Don’t.
But really, relationships are hard in person, long distance is juat torture.
You are gonna have the impulse that everytime you do meet in Person it has to be very intense and special. Try not to fall into that.You will burn yourself out this way. Try to still have time together where you got nothing planned and just want to be there for the sake of it. Even if it means being bored together.
It’s difficult and painful. You will feel lonely many days, but can’t act upon it because you promised yourself to someone else.
Think how long you will be long distance. Do you really want to live like this for that long?
Do you know each other IRL and are now switching to long distance, or has your entire interaction been online?
I know him for 1year and we are together for 4month… But I’m going to leave for uni in September (so I’ll be in another town)
Of all the people from my freshman year of college who had long distance relationships at the start of the year, none of them were still in those relationships at the end of the year.

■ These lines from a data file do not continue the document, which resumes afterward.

PR #2030, opened 2025-12-16
io_uring: don't segfault if pi_chk isn't specified

calebsander:
If `fio` is run with `md_per_io_size` but no `pi_chk` argument, `fio_ioring_io_u_init()` passes `NULL` to `strstr()`, which segfaults. Use the `struct ioring_options` `prchk` flags instead, which have already been parsed from `pi_chk` in `parse_prchk_flags()`.

### DIFF
--- a/engines/io_uring.c
+++ b/engines/io_uring.c
@@ -1593,11 +1593,11 @@ static int fio_ioring_io_u_init(struct thread_data *td, struct io_u *io_u)
 		pi_attr->len = o->md_per_io_size;
 		pi_attr->app_tag = o->apptag;
 		pi_attr->flags = 0;
-		if (strstr(o->pi_chk, "GUARD") != NULL)
+		if (o->prchk & NVME_IO_PRINFO_PRCHK_GUARD)
 			pi_attr->flags |= IO_INTEGRITY_CHK_GUARD;
-		if (strstr(o->pi_chk, "REFTAG") != NULL)
+		if (o->prchk & NVME_IO_PRINFO_PRCHK_REF)
 			pi_attr->flags |= IO_INTEGRITY_CHK_REFTAG;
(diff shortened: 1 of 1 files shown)


vincentkfu:
Can you share the job that triggers this issue?

I think the change is good, actually, but am having trouble understanding how the issue occurs.

`parse_prchk_flags()` relies on `pi_chk` being non-NULL in order to set bits in `prchk`. If checking `pi_chk` fails in `fio_ioring_io_u_init()` how could it have succeeded in `parse_prchk_flags()`?

It might be reasonable also to just change the default for `pi_chk` to an empty string.

calebsander:
The segfault can be reproduced with `--ioengine io_uring` and `--md_per_io_size` but no `--pi_chk`:
```
$ fio --name md --ioengine io_uring --md_per_io_size 1024 --filename /dev/nvme*n*
md: (g=0): rw=read, bs=(R) 4096B-4096B, (W) 4096B-4096B, (T) 4096B-4096B, ioengine=io_uring, iodepth=1
fio-3.41
Starting 1 process
fio: pid=138727, got signal=11


Disk stats (read/write):
  ublkb0: ios=0/0, sectors=0/0, merge=0/0, ticks=0/0, in_queue=0, util=0.00%
free(): double free detected in tcache 2
Aborted (core dumped)
```

> parse_prchk_flags() relies on pi_chk being non-NULL in order to set bits in prchk. If checking pi_chk fails in fio_ioring_io_u_init() how could it have succeeded in parse_prchk_flags()?

I'm not sure what you mean. `parse_prchk_flags()` always succeeds, there is no failure case. If `pi_chk` is omitted (`!o->pi_chk`), `o->prchk` will just stay as 0.

vincentkfu:
Ok I see now. Thanks for the fix. I could not trigger the issue with `io_uring_cmd` but it does appear with `io_uring`.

That’s an incredibly hard / bordering on impossible time to maintain a distant relationship while you’re going through such an exciting time in your life. I’d say set yourselves free.
It’s going to be hard. I’ve tried it once when I had been with someone for eight months, and it didn’t work. But, I’ll give you some of the things that did seem to help at least:
- If your relationship is physical yet, try finding ways to explore that over Zoom/FaceTime while away
- Do things together at the same time. Like watch the same tv show/movie at the exact same time and text back and forth during it to comment on what is going on. I think Apple has some feature like that that I haven’t tried, but you don’t need that, you just need to start the show at the same time.
- Same thing for books or video games.
- Communicate. You or your partner will need space at times. Let that be okay and let it be okay to communicate that need.
Good luck to you.
Well, it depends. Will you be commuting home for the weekends or only visit a couple times a year?
In any case, leaving for uni is long term and without plans for moving together i don’t think it can work.
I will try to come 2 weeks end a month and him 2 week ends too… And we plan to live together in two years when he could go to uni too
Edit : English is hard
Have a plan to both see each other regularly. And also have to set an end date where you’ll be together and no longer doing long distance.
I had one and it worked out. We were able to meet once a month in each other’s city or a new city. We agreed that we’ll quit our jobs and travel the world for a while after she’s done with her studies. After that we’d return and move to a new city together and now married.
We couldn’t have done it without having a good enough income to travel regularly but not tied down to move for each other. Without this end date it also wouldn’t have worked. We needed to work towards something.
How you react to self-induced feelings of insecurity.
And if you can trust the other person.
If you can’t trust the other person or get insecure and start accusing the other of infidelity, then it’s probably not going to work.
Expensive. Won’t last.
That is probably won’t last and do you really want to lock you and the other person in when there is logically very little way to progress this fully without an effort to move closer.